KronisLV · on Feb 2, 2022

> ...as explained in the article, it could have affected any component. Telemetry happened to hit it first but anything using HTTP/3 with that path would have been affected.

Is this really relevant, though? To the users who were unable to use their browsers normally it doesn't matter that this problem could have occurred elsewhere as well, but rather that it did occur here in particular.

If particular sites would break, then that could be debugged separately, but as it stands even people who'd be perfectly fine with browsing regular HTTP/1.1 or HTTP/2 sites were also now impacted, not even due to opening a site that they wanted to visit themselves, but rather some background piece of functionality.

That's not to say that i think there shouldn't be telemetry in place, just that the poster is correct in saying that this wouldn't be such a high visibility issue if there was no telemetry in place and thus no HTTP/3 apart from sites the user visits.

acdha · on Feb 2, 2022

The comment I was replying to worded in a way which was trying to attribute blame to the telemetry service. As shown in this thread, there's a certain ideological position which welcomes any attacks on telemetry and I think that's a distraction from the technical discussion about how Mozilla could better have avoided a bug in their networking libraries. Recognizing this as a bug in the network stack first triggered by Telemetry makes it clear that this is not the place to have the millionth iteration of flamewars about that service but rather questions like the design of that network loop or not having test suite of the intersection of those particular libraries.

KronisLV · on Feb 2, 2022

> Recognizing this as a bug in the network stack first triggered by Telemetry makes it clear that this is not the place to have the millionth iteration of flamewars about that service but rather questions like the design of that network loop or not having test suite of the intersection of those particular libraries.

Surely one could adopt a "shared nothing" approach, or something close to it - a separate process for the telemetry functionality which only reads things from either shared memory or from the disk, where the main browser processes could put what's relevant/needed for it.

If a browser process fails to work with HTTP/3, i don't think the entire OS would suddenly find itself not having any network connectivity. For example, a Nextcloud client would still continue working and synchronizing files. If there was some critical bug in curl, surely that wouldn't necessarily bring down web browsers, like Chromium, either!

Why couldn't telemetry be implemented in a similarly decoupled way and thus eliminate the possibility of the "core browser" breaking due to something like this? Let the telemetry break in all the ways you're not aware of but let the browser continue working until it hits similar circumstances (if it at all will, HTTP/3 isn't all that common yet).

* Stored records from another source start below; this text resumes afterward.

PR #274, opened 2022-12-13
docs: add updated roadmap

jhmarina:
# Describe your changes
This PR updates the product roadmap with the items defined on the internal Confluence [project page](https://confluence.suse.com/display/RES/S3+gateway+project).

### DIFF
--- a/docs/roadmap.md
+++ b/docs/roadmap.md
@@ -1,38 +1,120 @@
+<!-- markdownlint-disable MD024 -->
+
 # Roadmap
 
-The aim is to deliver a Minimum Viable Product (MVP). In a nutshell, an MVP
-seeks to collect the maximum amount of validated learning about our users in a
-short time.
+## 2022
 
-Based on the user feedback we collect, we develop features that add up towards
-the goal of delivering the MVP. We're working on phases:
+### Quarter 1
 
-## Phase 1
-
-- Use SQLite as storage backend.
-- Running the s3gw in a container.
-- Be able to run basic S3 operations.
-- Ability to deploy the S3 Gateway on a K8s or K3s cluster with.
-- [Design mockups][1] for User management & an S3 explorer.
+- Brainstorm process
 
 ---
 
-## Phase 2
+### Quarter 2
 
-- Basic S3 explorer UI
-- Helm chart
-- Define & start work on a file-based backend
-- Implement CI/CD
-
----
-
-## Phase 3
-
-- File-based backend integration
-- Increased support for S3 functional features
-- S3 explorer UI
-- User management UI
+- Initial project setup
+- First tests with RGW
+- [UI mockups][1]
 
 ---
 
-[1]: https://www.figma.com/file/IeozuvvYlrKBs7qm030dyo/S3-Wireframe?node-id=0%3A1
+### Quarter 3
+
+- File-based backend
+- Basic S3 operations support
+- User management
+- Helm charts
+- Testing
+- UI implementation
+- Documentation
+- Basic object management & versioning
+- Bucket management
+- Automation implementation
+
+---
+
+### Quarter 4
+
+- Object deletion/undeletion
+- Multipart uploads
+- Multipart copy
+- ACL support
+- UI: Basic object explorer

I don't care much for flame wars or "going full Stallman", but surely there is an argument to be made about increasing resiliency against situations like this one. Claiming that the current implementation of this telemetry is blameless doesn't feel adequate.

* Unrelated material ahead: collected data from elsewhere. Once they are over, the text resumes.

PR #308, opened 2023-01-10
ci: add nightly build

m-ildefons:
- Add build workflow for nightly container builds from latest HEAD of aquarist-labs/ceph@s3gw branch.
- Push to quay.io and with nightly-$(date) tag and update floating nightly-latest tag

### DIFF
--- a/.github/workflows/nightly.yaml
+++ b/.github/workflows/nightly.yaml
@@ -1,0 +1,156 @@
+---
+name: Nightly Builds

angus-prune · on Feb 2, 2022

> I can understand using a few resources in the background to serve some of that data, but it must never get in the way of actual work getting done.

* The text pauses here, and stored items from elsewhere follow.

PR #336, opened 2023-02-09
ci: build-environment triggers and fixes

m-ildefons:
- Use docker actions with login to ensure authentication succeeds for the push of the container images to quay.io
- Allow manually triggering the workflow
- Build the environments only on changes to the respective source files otherwise


jhmarina (approved):
lgtm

Which is exactly how the code was intended to work. Firefox did not design their software to hang in the event of telementry losing internet access.

I don't know firefox's internal architecture or its development, what follows is pure conjecture.

Their intention seems to be to slowly migrate the codebase from C++ to Rust. That telemetry is the only function to so far rely on their new rust networking library viaduct (and thus trigger the bug) could be because they wanted use their least important fucntionality as a test bed. In which case, if there wasn't any telemetry, a different piece of code would have been migrated to rust first and triggered this same bug. Without the telemtry, it would have presumably taken them longer to realise that things had broken, let alone resolve it.